Available records: Begin

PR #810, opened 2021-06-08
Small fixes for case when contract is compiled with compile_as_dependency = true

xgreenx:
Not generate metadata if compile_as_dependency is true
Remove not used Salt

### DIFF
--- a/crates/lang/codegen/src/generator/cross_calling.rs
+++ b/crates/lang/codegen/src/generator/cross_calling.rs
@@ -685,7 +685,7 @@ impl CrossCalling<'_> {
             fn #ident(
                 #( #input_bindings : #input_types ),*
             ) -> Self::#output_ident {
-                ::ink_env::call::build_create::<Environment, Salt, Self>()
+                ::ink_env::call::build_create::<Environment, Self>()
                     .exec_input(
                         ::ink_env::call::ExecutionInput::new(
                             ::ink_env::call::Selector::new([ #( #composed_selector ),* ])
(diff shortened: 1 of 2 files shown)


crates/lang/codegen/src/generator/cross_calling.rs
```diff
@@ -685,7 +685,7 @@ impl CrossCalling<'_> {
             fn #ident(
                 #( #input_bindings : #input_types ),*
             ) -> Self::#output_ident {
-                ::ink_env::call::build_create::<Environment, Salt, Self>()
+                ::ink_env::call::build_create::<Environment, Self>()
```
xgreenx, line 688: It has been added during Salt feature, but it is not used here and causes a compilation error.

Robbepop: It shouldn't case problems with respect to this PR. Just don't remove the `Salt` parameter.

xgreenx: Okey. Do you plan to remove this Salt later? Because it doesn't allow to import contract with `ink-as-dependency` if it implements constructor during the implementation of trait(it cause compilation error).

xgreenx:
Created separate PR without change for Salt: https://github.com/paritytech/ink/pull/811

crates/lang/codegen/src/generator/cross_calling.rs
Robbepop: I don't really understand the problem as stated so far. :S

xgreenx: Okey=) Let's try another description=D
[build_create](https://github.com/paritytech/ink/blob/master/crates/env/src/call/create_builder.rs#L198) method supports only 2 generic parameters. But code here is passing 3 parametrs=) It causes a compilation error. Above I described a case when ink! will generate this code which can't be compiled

Available records: End

Wherever a line in the records contains the word "causes", copy that line.

-- Exercise response --
xgreenx, line 688: It has been added during Salt feature, but it is not used here and causes a compilation error.
[build_create](https://github.com/paritytech/ink/blob/master/crates/env/src/call/create_builder.rs#L198) method supports only 2 generic parameters. But code here is passing 3 parametrs=) It causes a compilation error. Above I described a case when ink! will generate this code which can't be compiled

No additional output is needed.